# Bike Wanted



## Maenchi (29 Jun 2019)

Hi, I need a bike to ride to work on, I Just missed a Trek Alpha 1.5 for £195, that's the kind of bike i'm after, but anything working considered. I'm located in Cornwall.


----------



## Cycleops (29 Jun 2019)

What size?


----------



## Maenchi (29 Jun 2019)

Cycleops said:


> What size?


I'm 5'11'' or 1.80m, so a Large, or 56/58cm 22/23 inch, it's my intention to get a bike to just ride to work on so 'fit' is not overly important, within reason of course, thanks for replying.


----------



## Cycleops (29 Jun 2019)

How about these? You don't say what part of Cornwall.
https://www.gumtree.com/p/for-sale/specialized-allez-road-bike/1342414018

https://www.gumtree.com/p/for-sale/mens-boardman-road-bike-18-gears-used-once/1343537674

https://www.gumtree.com/p/for-sale/road-bike-triban-500-se/1343946825

Of course someone on here might be able to help you out, @biggs682 of this parish always has a few.


----------



## biggs682 (29 Jun 2019)

I have this one URL="https://www.cyclechat.net/threads/tec-road-bike-dedaccai-tubing-58cm.249851/"]Tec Road Bike Dedaccai Tubing 58cm[/URL] @Maenchi or some older steel bikes ?
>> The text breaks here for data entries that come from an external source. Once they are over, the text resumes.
PR #344, opened 2021-06-30
Refactor system test: nodejs excecution

georg-schwarz:
Refactor system tests to directly run on nodejs and not docker. This leads to the same setup as local development execution. The tests starts all required containers itself.


system-test/jest.config.json
```diff
@@ -0,0 +1,5 @@
+{
+  "name": "ODS SystemTests",
+  "globalSetup": "<rootDir>/src/setup.js",
+  "globalTeardown": "<rootDir>/src/teardown.js"
```
sonallux, line 4: I really like this approach using jest's `globalSetup` and `globalTeardown` hooks 🚀

system-test/src/util/env.js
```diff
@@ -0,0 +1,41 @@
+const DOCKER_COMPOSE_FILE = '../docker-compose.yml -f ../docker-compose.st.yml'
```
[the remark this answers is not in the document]
georg-schwarz: Thx!

system-test/src/setup.js
```diff
@@ -0,0 +1,24 @@
...
+const { DockerCompose } = require('./util/docker-compose')
+const { waitForServicesToBeReady } = require('./util/waitForServices')
+
+async function setupTestEnv () {
+  const dockerCompose = DockerCompose(DOCKER_COMPOSE_FILES, DOCKER_ENV_FILE)
+  const docker = new Docker({})
+
+  if ((await docker.listContainers()).length !== 0) {
+    throw Error('Can not execute restart test if other containers are running')
+  }
```
lunedis, line 13: Is it worth it to pull in the `dockerode` dependency just for this single call?

system-test/src/util/docker-compose.js
```diff
@@ -0,0 +1,33 @@
...
+  const escapedTestName = expect.getState().currentTestName.split(/,| |:/).join('_')
+  const logFile = `${LOGS_DIRECTORY}/${escapedTestName}.log`
+  if (!fs.existsSync(LOGS_DIRECTORY)) {
+    fs.mkdirSync(LOGS_DIRECTORY)
+  }
+  const fd = fs.openSync(logFile, 'w')
+  for (const service of services) {
+    const logs = await dockerComposeFn(`logs --no-color ${service}`)
+    fs.writeSync(fd, logs.stdout)
+  }
```
lunedis, line 26: Very minor nitpick, and very likely does not matter at all performance wise, but there must be a way to just pipe that through without saving the whole log in a variable, right? :smile:

lunedis (approved):
Looks very nice, although honestly I did not fully understand the reasoning to change the system test process. Were there startup problems?

This system test would now be the only job in the whole CI pipeline that runs directly on node, and not just executes docker (compose) calls.

georg-schwarz:
> Looks very nice, although honestly I did not fully understand the reasoning to change the system test process. Were there startup problems?
> 
> This system test would now be the only job in the whole CI pipeline that runs directly on node, and not just executes docker (compose) calls.

The reason for the change is development experience. You can now debug the system tests quite easily since the test setup is done by jest (just use the Jest extension for VSCode and you can click on the test you want to debug).

Additionally, the timing of the startup of the components should be improved since explicitly done after each other. We always had some timing issues in CI, so I hope this is improved as well with this change.

system-test/src/util/docker-compose.js
georg-schwarz: It should be possible in general but `docker-compose logs` already returns a string and not a stream, so I don't think it makes any difference here.

lunedis:
> > Looks very nice, although honestly I did not fully understand the reasoning to change the system test process. Were there startup problems?
> > This system test would now be the only job in the whole CI pipeline that runs directly on node, and not just executes docker (compose) calls.
> 
> The reason for the change is development experience. You can now debug the system tests quite easily since the test setup is done by jest (just use the Jest extension for VSCode and you can click on the test you want to debug).
> 
> Additionally, the timing of the startup of the components should be improved since explicitly done after each other. We always had some timing issues in CI, so I hope this is improved as well with this change.

I see. All good points, so LGTM :+1:

PR #346, opened 2021-07-07
System-test: replace Dockerode with custom code

georg-schwarz:
Follow-up on #344 

Remove dockerode dependency and use exec to show if containers are still running.


lunedis (approved):
LGTM :rocket:

Issue #347, opened 2021-08-09
RabbitMQ 3.9 requires configuration using file, not environment variables


lunedis:
We are currently using the RabbitMQ-image in version `rabbitmq:3-management-alppine`.

Starting from version 3.9, RabbitMQ no longer supports being configured using environment variables.

See this rabbitmq docker issue: https://github.com/docker-library/rabbitmq/issues/508

georg-schwarz:
Suggested hotfix: specify version `rabbitmq:3.8.19-management-alpine`
Update to `latest` again after we fixed the issue and provided a conf file.

PR #348, opened 2021-08-09
hotfix: set rabbitmq version to 3.8

lunedis:
hotfixes #347 .

We need a better solution though of course.


lunedis:
Ahh ok, I found the service we need the `management`-version for :smile:

georg-schwarz (approved):
Thx for the debugging! :)

PR #352, opened 2021-08-28
Introduce consumer-driven contract testing using Pact

felix-oq:
This PR introduces consumer-driven contract testing (CDCT) to the project. It is implemented using [Pact](https://docs.pact.io/).
Up to now I managed to implement a test for a single RESTful interaction where the UI is the consumer and the pipeline-service is the provider.
For now, the CI integration of CDCT is planned to be realized without the help of [Pact Broker](https://docs.pact.io/pact_broker/docker_images). The Pact Broker will probably be added later in order to compare both approaches.


georg-schwarz (approved):
Nice!

PR #355, opened 2021-09-10
Notification: Disable ssl for database connection

knusperkrone:
Necessary for the K8 database cluster, as SSL needs to be disabled


georg-schwarz (dismissed):

knusperkrone:
@georg-schwarz  ping, 

Forgot the pipeline-service

georg-schwarz:
Currently one of the fault tolerance tests are failing (also on main). I think we can merge nevertheless in this case since they should not be affected by this PR, right?

georg-schwarz (approved):

knusperkrone:
At least, I don't see any interference with  the fault tolerance test and this MR. :)

PR #357, opened 2021-09-17
Allow self signed certs

knusperkrone:
Changed to DB operator again. It uses a self-signed certificate, I disabled it for the previous microservices


georg-schwarz (dismissed):

georg-schwarz:
Integration tests are failing due to changes: `Failed to start notification service: Error: The server does not support SSL connections`

PR #361, opened 2021-10-01
Feature/351 upgrade typescript+eslint

f3l1x98:
**For following projects:**
- notification
- pipeline
- scheduler
- storage/storage-mq
- ui

**Done:**
- Upgraded typescript to 4.4.2
- Switched eslint to jvalue/eslint-config
- Fixed linter issues caused by new/stricter linter config
- Updated vscode settings file to use prettier on save
- Extracted fix in linter command to separate new command
- Added vetur config for vetur support in case project was opened in root level
- Added VSCode localhistory extension files to gitignore


georg-schwarz (approved):
Awesome! Thanks for the hard and diligent work ;)

Issue #360, opened 2021-10-01
CDC Test and Pact Readme


georg-schwarz:
As a contributor I'd like to have a Readme where I can learn about the cdc setup with pact in order to have a fast introduction into the topic.

Is should contain:
• What are cdc tests
• How to run them
• Where to find them in the project
• Steps to update and create them

@felix-oq

felix-oq:
@georg-schwarz Please take a look at this draft: https://github.com/felix-oq/open-data-service/blob/cdct-improve-workflows/doc/consumer-driven-contract-testing/README.md

Does it cover the topics detailed enough? Is the location of the Readme within the project fine?

georg-schwarz:
Looks good! Location is also fine.

Maybe add a little section with comparison to integration tests? Or what they test and what they don't test?

felix-oq:
@georg-schwarz By now, the issue should be solved by the PR #368

PR #362, opened 2021-10-01
Implement message-based CDC-Test between Notification and Pipeline

felix-oq:
Introduces the message-based CDC-Test between Notification and Pipeline. For the pipeline service, a rather complex test setup is required because the amqp messages are published by the outboxer service of the Pipeline. Because of that, the provider-side test of the Pipeline requires its database, its outboxer service and a rabbitmq instance to be present.


felix-oq:
For some reason, old commits from previous pull requests show up aswell. This probably occurs due to my feature branch workflow in the forked repository.

georg-schwarz:
Pls rebase on main, there were a few changes in the recent minutes.

Indeed, the setup is a little more elaborate than before. What do you think about the test setup is handled with docker-compose? I know we use it quite often in the project, but to me it feels quite clunky and we already started refactoring it. In the system-test we handled it like that: use a test setup script for starting all the services instead of using the docker-compose commands manually... So you can just start the whole test with `npm run test`.

https://github.com/jvalue/ods/blob/main/system-test/src/setup.js

What do you think? Should that be applied here as well?

felix-oq:
> Pls rebase on main, there were a few changes in the recent minutes.

Done 
> Indeed, the setup is a little more elaborate than before. What do you think about the test setup is handled with docker-compose? I know we use it quite often in the project, but to me it feels quite clunky and we already started refactoring it. In the system-test we handled it like that: use a test setup script for starting all the services instead of using the docker-compose commands manually... So you can just start the whole test with `npm run test`.
> 
> https://github.com/jvalue/ods/blob/main/system-test/src/setup.js
> 
> What do you think? Should that be applied here as well?

Such complex test setups should not be common regarding CDC-Tests, but there are cases where it is not avoidable (such as the outboxer services of Pipeline and Adapter and the PostgREST service of Storage). Using test setups written in JavaScript might be a bit overkill, because in order to run the CDC-Tests you just need to execute some docker-compose commands and wait until the execution finishes. For the System Test the mightiness of JavaScript comes in handy, for example to additionally send requests that are required within the test scenarios. For CDC-Testing a simple script file (e.g. bash) would be completely sufficient to run the tests in my opinion.

The test setup will be further improved in an upcoming PR. In that PR I could also add some scripts for an easier execution of the CDC-Tests and the desired documentation (issue #360).

georg-schwarz (approved):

I would be happy to box and courier , it will need a clean and some tyres 

Thanks @Cycleops


----------



## Bonefish Blues (29 Jun 2019)

biggs682 said:


> I have this one URL="https://www.cyclechat.net/threads/tec-road-bike-dedaccai-tubing-58cm.249851/"]Tec Road Bike Dedaccai Tubing 58cm[/URL] @Maenchi or some older steel bikes ?
> 
> I would be happy to box and courier , it will need a clean and some tyres
> 
> Thanks @Cycleops


Did the other person buy the old MTB, out of interest?


----------



## biggs682 (29 Jun 2019)

Bonefish Blues said:


> Did the other person buy the old MTB, out of interest?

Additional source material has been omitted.